(Records provided Opens)
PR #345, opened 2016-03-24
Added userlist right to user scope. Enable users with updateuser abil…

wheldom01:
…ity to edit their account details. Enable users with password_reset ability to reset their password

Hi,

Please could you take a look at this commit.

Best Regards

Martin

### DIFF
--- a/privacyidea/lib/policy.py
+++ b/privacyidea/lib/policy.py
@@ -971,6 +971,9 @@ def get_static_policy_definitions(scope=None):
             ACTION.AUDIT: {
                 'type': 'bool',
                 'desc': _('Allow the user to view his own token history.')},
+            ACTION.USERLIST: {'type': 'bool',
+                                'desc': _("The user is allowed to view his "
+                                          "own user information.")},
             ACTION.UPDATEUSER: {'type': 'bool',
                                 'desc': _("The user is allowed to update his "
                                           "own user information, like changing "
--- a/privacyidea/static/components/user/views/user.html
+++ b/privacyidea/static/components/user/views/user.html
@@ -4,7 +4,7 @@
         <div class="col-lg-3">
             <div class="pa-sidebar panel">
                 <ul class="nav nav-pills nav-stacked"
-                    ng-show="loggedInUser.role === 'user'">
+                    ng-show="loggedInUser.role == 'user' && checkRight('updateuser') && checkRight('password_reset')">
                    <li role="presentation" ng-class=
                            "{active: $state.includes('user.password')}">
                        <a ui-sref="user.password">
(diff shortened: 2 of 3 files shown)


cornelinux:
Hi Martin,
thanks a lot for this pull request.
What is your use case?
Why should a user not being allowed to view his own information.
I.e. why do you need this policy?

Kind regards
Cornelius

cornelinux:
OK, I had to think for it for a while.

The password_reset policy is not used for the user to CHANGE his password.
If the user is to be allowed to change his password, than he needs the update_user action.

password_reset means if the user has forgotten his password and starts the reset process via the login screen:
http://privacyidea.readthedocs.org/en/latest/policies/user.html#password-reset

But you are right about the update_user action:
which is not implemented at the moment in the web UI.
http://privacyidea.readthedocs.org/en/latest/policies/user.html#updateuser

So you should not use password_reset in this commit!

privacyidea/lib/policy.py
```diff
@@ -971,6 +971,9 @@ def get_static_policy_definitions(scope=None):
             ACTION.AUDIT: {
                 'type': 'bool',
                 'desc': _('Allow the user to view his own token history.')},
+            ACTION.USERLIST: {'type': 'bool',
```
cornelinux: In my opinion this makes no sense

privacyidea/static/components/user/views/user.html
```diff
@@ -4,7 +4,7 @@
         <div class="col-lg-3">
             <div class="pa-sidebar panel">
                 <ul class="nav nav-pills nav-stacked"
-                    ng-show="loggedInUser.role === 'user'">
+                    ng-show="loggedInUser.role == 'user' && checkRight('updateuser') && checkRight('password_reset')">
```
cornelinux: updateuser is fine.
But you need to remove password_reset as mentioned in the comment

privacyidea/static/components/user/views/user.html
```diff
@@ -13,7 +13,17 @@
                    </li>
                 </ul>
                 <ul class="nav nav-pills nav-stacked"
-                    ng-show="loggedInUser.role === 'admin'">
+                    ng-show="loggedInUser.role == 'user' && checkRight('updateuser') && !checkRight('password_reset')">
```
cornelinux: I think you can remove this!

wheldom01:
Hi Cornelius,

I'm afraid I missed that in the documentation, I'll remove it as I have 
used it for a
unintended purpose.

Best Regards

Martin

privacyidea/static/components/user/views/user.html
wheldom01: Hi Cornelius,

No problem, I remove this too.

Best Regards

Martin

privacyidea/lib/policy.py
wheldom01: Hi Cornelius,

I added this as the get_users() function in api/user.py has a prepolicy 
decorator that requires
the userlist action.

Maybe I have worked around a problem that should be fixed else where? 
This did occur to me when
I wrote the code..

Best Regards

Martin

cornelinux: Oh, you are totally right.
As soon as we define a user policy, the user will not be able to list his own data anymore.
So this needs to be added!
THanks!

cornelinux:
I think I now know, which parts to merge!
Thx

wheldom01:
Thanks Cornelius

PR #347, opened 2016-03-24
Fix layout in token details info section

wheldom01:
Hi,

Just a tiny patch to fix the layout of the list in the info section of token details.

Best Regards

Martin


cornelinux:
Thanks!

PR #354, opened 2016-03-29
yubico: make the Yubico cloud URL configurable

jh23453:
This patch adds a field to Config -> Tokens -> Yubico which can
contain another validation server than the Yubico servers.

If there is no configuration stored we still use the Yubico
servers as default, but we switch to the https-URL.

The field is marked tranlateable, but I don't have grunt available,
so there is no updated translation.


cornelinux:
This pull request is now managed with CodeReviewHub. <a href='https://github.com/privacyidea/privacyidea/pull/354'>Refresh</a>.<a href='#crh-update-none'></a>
(Records provided Closes)
- **Exercise goal**: Search the data for the string "used" and copy out every line where it is found.

- **Answer space**:
The password_reset policy is not used for the user to CHANGE his password.
used it for a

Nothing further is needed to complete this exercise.